Fidelity to those principles is the only workable and intellectually honest form of originalism, and as Edwin Chereminsky recently pointed out in an editorial for the New York Times, it is definitely not the originalism of Amy Coney Barrett.

Chereminsky is a prominent legal scholar, and Dean of Berkeley’s law school, and he points to the numerous problems with Barrett’s purported “public” originalism–the notion that the constitution must be interpreted to mean what the public thought it meant when it was ratified.

In fact, under the original public meaning of the Constitution, it would be unconstitutional to elect a woman as president or vice president until the Constitution is amended. Article II refers to them with the pronoun “he,” and there is no doubt that original understanding was that only men could hold these offices.

Throughout American history, the Supreme Court has rejected originalism and protected countless rights that cannot possibly be justified under that theory. For example, the court has interpreted the word “liberty” in the Constitution to protect the right to marry, to procreate, to custody of one’s children, to keep the family together, to control the upbringing of one’s children, to purchase and use contraceptives, to obtain an abortion, to engage in private adult consensual same-sex sexual activity, and to refuse medical treatment.
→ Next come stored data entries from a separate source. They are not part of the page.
PR #1047, opened 2022-06-27
docs(ui-drilldown,ui-editable,ui-position): remove `experimental` tag…

ke1k0:
… from the docs app

We've found that the "experimental" flag is misleading on the components, prevents users from using
the component, and are usually left there for long time. We've decided to remove it from our
documentation.

### DIFF
--- a/packages/__docs__/buildScripts/DataTypes.ts
+++ b/packages/__docs__/buildScripts/DataTypes.ts
@@ -42,7 +42,6 @@ type PackagePathData = {
 
 // YAML descriptions exported with gray-matter
 type YamlMetaInfo = {
-  experimental?: boolean
   category?: string
   describes?: string
   description: string
--- a/packages/__docs__/src/App/index.tsx
+++ b/packages/__docs__/src/App/index.tsx
@@ -465,13 +465,6 @@ class App extends Component<AppProps, AppState> {
         }
       >
         {this.renderThemeSelect()}
-        {currentData.experimental && (
-          <div>
-            <Pill color="info" margin="small 0">
-              Experimental
-            </Pill>
-          </div>
-        )}
         <Section id={currentData.id} heading={heading}>
           <Document
             doc={{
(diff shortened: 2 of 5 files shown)


Brailor:
I would not remove the capability to display experimental things in the docs, I would only remove the experimental flag from the components themself. (Editable, Drilldown)

matyasf:
> I would not remove the capability to display experimental things in the docs, I would only remove the experimental flag from the components themself. (Editable, Drilldown)

hmm I would take it out since we're not using it and are not planning to. What is an experimental component? Its released but should not be used in prod? Then why dont we test to more to make it not experimental?

ke1k0:
> > I would not remove the capability to display experimental things in the docs, I would only remove the experimental flag from the components themself. (Editable, Drilldown)
> 
> hmm I would take it out since we're not using it and are not planning to. What is an experimental component? Its released but should not be used in prod? Then why dont we test to more to make it not experimental?

Also, the current behaviour is pretty "black box", so if this every comes up as a request later, we can bring it back or come up with a better solution (probably connecting it with the decorator too).

Brailor:
> > I would not remove the capability to display experimental things in the docs, I would only remove the experimental flag from the components themself. (Editable, Drilldown)
> 
> hmm I would take it out since we're not using it and are not planning to. What is an experimental component? Its released but should not be used in prod? Then why dont we test to more to make it not experimental?

This experimental flag is not only useful for components, lets say we publish the docs generator as an npm package and then people could use it basically for anything they would like to have documentation for.

I can see a use-case for it, lets say you are a library author who publishes some API in a beta version and would like to somehow showcase that the API is not completely ready but it can be used with caution, also indicating that feedback about said API would be welcomed.

But this is kinda far fetched into the future, the reality is that probably noone will use it, so I'm up for deleting it and adding it back if it is needed by anyone ever.

Brailor (approved):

The Dean points out that rejection of Barrett’s understanding of originalism is anything but new. He quotes the 19th century Chief Justice, John Marshall, who wrote that “we must never forget that it is a Constitution we are expounding,” a Constitution “meant to be adapted and endure for ages to come.” Furthermore,

It is a myth to say that an “original public understanding” can be identified for most constitutional provisions because so many people were involved in drafting and ratifying them. In teaching constitutional law, I point to the many instances where James Madison and Alexander Hamilton disagreed about such fundamental questions as whether the president possesses any inherent powers.

Chereminsky makes a point I also make to my classes: how can “original public meaning” guide today’s courts in deciding whether the police can take DNA from a suspect to see if it matches evidence in unsolved crimes, or obtain stored cellular phone location information without a warrant?

The “public originalism” invented by Scalia and embraced by Barrett is an ahistorical cover intended to obscure and justify the judicial activism they profess to deplore–an intentionally dishonest construct allowing judges to favor the privileged and protect the status quo.

Placing Barrett on the Supreme Court dishonors both the Court and the Senators who vote to confirm her.